J’étais reparti. Et je vécus ainsi trois années à me débattre entre l’ombre et la
confiance, la formation d’un exil, la grimace d’un rejet et la nécessité d’aider ma
propre certitude et ma propre expérience d’Elle et de Ca à éclairer ma vie et mon
chemin.
C’était finalement aussi à Ses pieds que l’ombre m’avait rattrapé.
C’est autour d’Elle que certains ont eu pour fonction à mon égard de cristalliser
cette ombre et de la raviver.
Et j’ai plongé dans la grande déformation – sans comprendre tout d’abord comment
ni pourquoi, alors que je L’avais enfin trouvée, qu’Elle m’avait reconnu, repris et
renommé, tout était pourtant devenu si tordu, si perverti et si suspect.
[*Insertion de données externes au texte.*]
PR #820, opened 2020-02-05
Use DartTypes.getName() instead of DartType.toString()

scheglov:
We did this some time ago, but because it is not enforced, probably another one crept in.

### DIFF
--- a/built_value_generator/lib/src/serializer_source_class.dart
+++ b/built_value_generator/lib/src/serializer_source_class.dart
@@ -111,7 +111,7 @@ abstract class SerializerSourceClass
   @memoized
   BuiltList<String> get genericBounds =>
       BuiltList<String>(element.typeParameters
-          .map((element) => (element.bound ?? '').toString()));
+          .map((element) => DartTypes.getName(element.bound) ?? ''));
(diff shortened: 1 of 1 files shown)


davidmorgan:
Thanks. Is `toString` going to change at some point? Otherwise, any suggestions for how I can catch regressions here?

scheglov:
I'd like to change `toString()` to return `DartType` presentation with nullability suffixes, e.g. `String* Function()` or `int? Function(String)`. So, it would be not what it used to return, and break clients that use it for code generation. We have never promised that it would suit this goal, but we have to fix anything that would break our internal repo.

My way to catch this will not help you - I just change `TypeImpl.toString()` to throw an exception.

davidmorgan:
Understood, thanks. I'll aim to pull this into google3 tomorrow--after that I'll be OOO for a week, how urgent is it that I succeed in landing in google3 tomorrow? I will adjust my effort accordingly ;) thanks.

scheglov:
Nothing is burning here, it is mostly for our convenience during analyzer development and debugging. It can wait for a week / 10 days.

PR #852, opened 2020-04-13
Enum const numbers

### LINKED ISSUE #657: Support numbers in @BuiltValueEnumConst
A small feature request.

In TypeScript it is extremely useful that you can give your enums either a string or number value. For example, we use Firestore, and when creating security rules, a number based value for figuring out what permissions are, is a given. In our old system this came from a `Role` enum, with numbers as values (Staff = 10, Admin = 20, Owner = 30. The gaps allow for expansion).

Example enum:
```
part 'role.g.dart';

class Role extends EnumClass {
  @BuiltValueEnumConst(wireName: 30)
  static const Role OWNER = _$owner;

  @BuiltValueEnumConst(wireName: 20)  
  static const Role ADMIN = _$admin;

  @BuiltValueEnumConst(wireName: 10)
  static const Role STAFF = _$staff;

  const Role._(String name) : super(name);

  static Serializer<Role> get serializer => _$roleSerializer;
  static BuiltSet<Role> get values => _$values;
  static Role valueOf(String name) => _$valueOf(name);
}
```

davidmorgan:
Fixes #657

### DIFF
--- a/CHANGELOG.md
+++ b/CHANGELOG.md
@@ -1,7 +1,9 @@
 # Changelog
 
-# 7.0.10 (unreleased)
+# 7.1.0 (unreleased)
 
+- Support serializing enums to ints: add `wireNumber` to
+  `@BuiltValueEnumConst`.
 - Trim `built_value_test` dependencies: depend on `matcher` instead of `test`.
 - Fix enum generator error messages when `value` and `valueOf` are missing.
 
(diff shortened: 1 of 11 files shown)


davidmorgan:
Thanks! Yes, you can mix both within a class. Added that to the end to end test so it's clear.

Puis, commençant confusément de comprendre, je devais pourtant vivre avec le
sens d’une malédiction que mes efforts mêmes ne faisaient jamais que nourrir.
Jusqu’à Elle, tout était dans la foulée ; le jugement n’existait pas, les valeurs
étaient fluides, l’obscurité flambait de lumière, et tout était un seul appel.
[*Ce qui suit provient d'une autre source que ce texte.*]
PR #893, opened 2020-07-14
Generate nnbd values 2

davidmorgan:
Add the rest of the "values" tests and generator changes.

Note, this PR is on top of: https://github.com/google/built_value.dart/pull/891


built_value/pubspec.yaml
```diff
@@ -6,7 +6,7 @@ description: >
 homepage: https://github.com/google/built_value.dart
 
 environment:
-  sdk: '>=2.9.0 <2.10.0'
+  sdk: '>=2.9.0-18.0 <2.10.0'
```
michalt, line 9: I'm guessing that will need to change soon ;)

built_value_generator/lib/src/serializer_source_class.dart
```diff
@@ -72,6 +73,18 @@ abstract class SerializerSourceClass
   @memoized
   String get name => element.name;
 
+  // TODO(davidmorgan): this is not the right way to check, but is good enough
```
michalt, line 76: Especially since 2.9 will not work much longer ;)

end_to_end_test/lib/enums_nnbd.dart
```diff
@@ -0,0 +1,104 @@
+// Copyright (c) 2017, Google Inc. Please see the AUTHORS file for details.
+// All rights reserved. Use of this source code is governed by a BSD-style
+// license that can be found in the LICENSE file.
+// @dart=2.9
```
michalt, line 4: Out of curiosity -- is this necessary? Wouldn't this get Null Safety by default and you only need to mark the legacy parts as `2.8`?

built_value_generator/lib/src/serializer_source_class.dart
```diff
@@ -72,6 +73,18 @@ abstract class SerializerSourceClass
...
+  // while developing. Fix before publishing.
+  @memoized
+  bool get isNonNullByDefault =>
+      element.source.contents.data.contains('// @dart=2.9');
+
+  @memoized
+  String get orNull => isNonNullByDefault ? '?' : '';
+
+  @memoized
+  String get notNull => isNonNullByDefault ? '!' : '';
```
michalt, line 86: Is `notNull` used? (I don't see it...)

built_value/pubspec.yaml
davidmorgan: Likely :)

Doesn't have any lasting effect until publishing, though, and I won't publish this until there is a fixed version with null safety support. So, nothing to worry about for now :)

L’ayant retrouvée, j’avais retrouvé en même temps la fausse hiérarchie de Celui qui
toujours veut s’accaparer l’exclusivité de l’Incarné, et contrôler l’accès au Pouvoir,
de Celui qui a toujours fini par L’étouffer, et L’empêcher.
Et tout s’était mélangé.
Quoiqu’il se passe, j’étais du mauvais côté : quand bien même je luttais contre les
effets de l’adversité la plus insidieuse et la plus empoisonnée, et de ses utilisations
les plus brutales et les plus intimes, et quand bien même j’apprenais à reconnaître
les fonctionnements et les méthodes de l’Adversaire dans ma conscience comme
dans celle d’autrui, et je devais endurer des tensions terribles, j’étais pourtant
officiellement condamné – l’ostracisme avait recommencé.
31.
Simultanément, comme en deçà, il y avait de l’espace intouché, imperturbable.
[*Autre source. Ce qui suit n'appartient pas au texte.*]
PR #895, opened 2020-07-23
Generate nnbd interfaces

davidmorgan:


built_value_generator/lib/src/serializer_source_class.dart
```diff
@@ -506,7 +507,7 @@ class $serializerImplName implements PrimitiveSerializer<$genericName> {
           compilationUnit, genericParameters.toBuiltSet());
       final cast = field.generateCast(compilationUnit, _genericBoundsAsMap);
       if (field.builderFieldUsesNestedBuilder) {
-        if (builtValueSettings.autoCreateNestedBuilders && !hasBuilder) {
+        if (builtValueSettings.autoCreateNestedBuilders || hasBuilder) {
```
michalt, line 510: Could you help me understand this change? (I'm neither entirely sure what are its consequences nor exactly why it's necessary ;) Thanks!

davidmorgan: Yeeeah this is an unpleasant, almost-not-used corner case :)

`hasBuilder` means the user has opted to write the builder outline explicitly rather than have the builder be fully generated.

And this condition is about whether the nested builder might be null. If it might be null, we can't call `replace` on it, we have to make sure it's not null, which is what the next `else` case does.

By default, with `autoCreateNestedBuilders`, the nested builder can't be null, so it's safe to call `replace`.

Previously, I was assuming that if you write your own builder then you might allow the nested builder to be nullable, and so `&& !hasBuilder` to fall through to the 'might be null' case. But, it turns out that this doesn't work for collections, the serializer doesn't give them the right generic type and so the cast fails.

Fixing this is hard, so I revert to the old behaviour--which actually is the behaviour in the latest published version--which is that you have to make the builder in the explicit builder class not be nullable, and we always call `replace`.

tl;dr: this was sort of broken before the null safety changes, and now it's as it was before ;) which is not great, but a correct fix is hard, and AFAICT nobody in google3 is using this case anyway :D

And this is why almost-unused corner cases in codegen are not fun ;)

michalt: Cool, thanks for the explanation! :)

PR #908, opened 2020-08-20
Remove unused dart:async import

MichaelRFairhurst:
Since this package does not support Dart 2.0, this import is not
necessary.


davidmorgan:
Thanks :)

Et dans cet espace je pouvais, un peu, suivre et sentir, un peu, éprouver et
comprendre : Elle était là, matérielle, et parce qu’Elle était là, chaque instant de la
vie comptait inestimable ment ; c’était pour Elle du temps gagné, pour Elle, et pour
Tout, des secondes taillées, creusées dans le grand refus ignorant du changement,
l’élaboration lente et minutieuse, infiniment silencieuse, d’un Seuil qui resterait
pour de bon, d’une charnière matérielle invisible que rien ne pourrait détruire.
Mais ce qui manquait affreusement, c’était le bain physique de Sa présence, la
qualité, le sens, le contact, presque le goût et l’odeur de Son atmosphère physique.
Car près d’Elle il y avait l’assurance absolue que tout, tous les mouvements, les
circonstances, les possibilités, les énergies, tout était consciemment contenu et
nourri, abreuvé de Sens : la sécurité entière et constante, dans la vie même, d’un
Sens plus qu’humain.
Comme si jusqu’à présent ce Sens s’était tenu immobile, s’était abstenu de toute
intervention, car jamais encore aucun être manifesté n’avait eu ce courage ou cet
Amour qui est Besoin, de se tourner vers Lui, de Le solliciter, d’aller Le quérir.
Et Elle L’avait tiré avec Elle dans le monde et la vie.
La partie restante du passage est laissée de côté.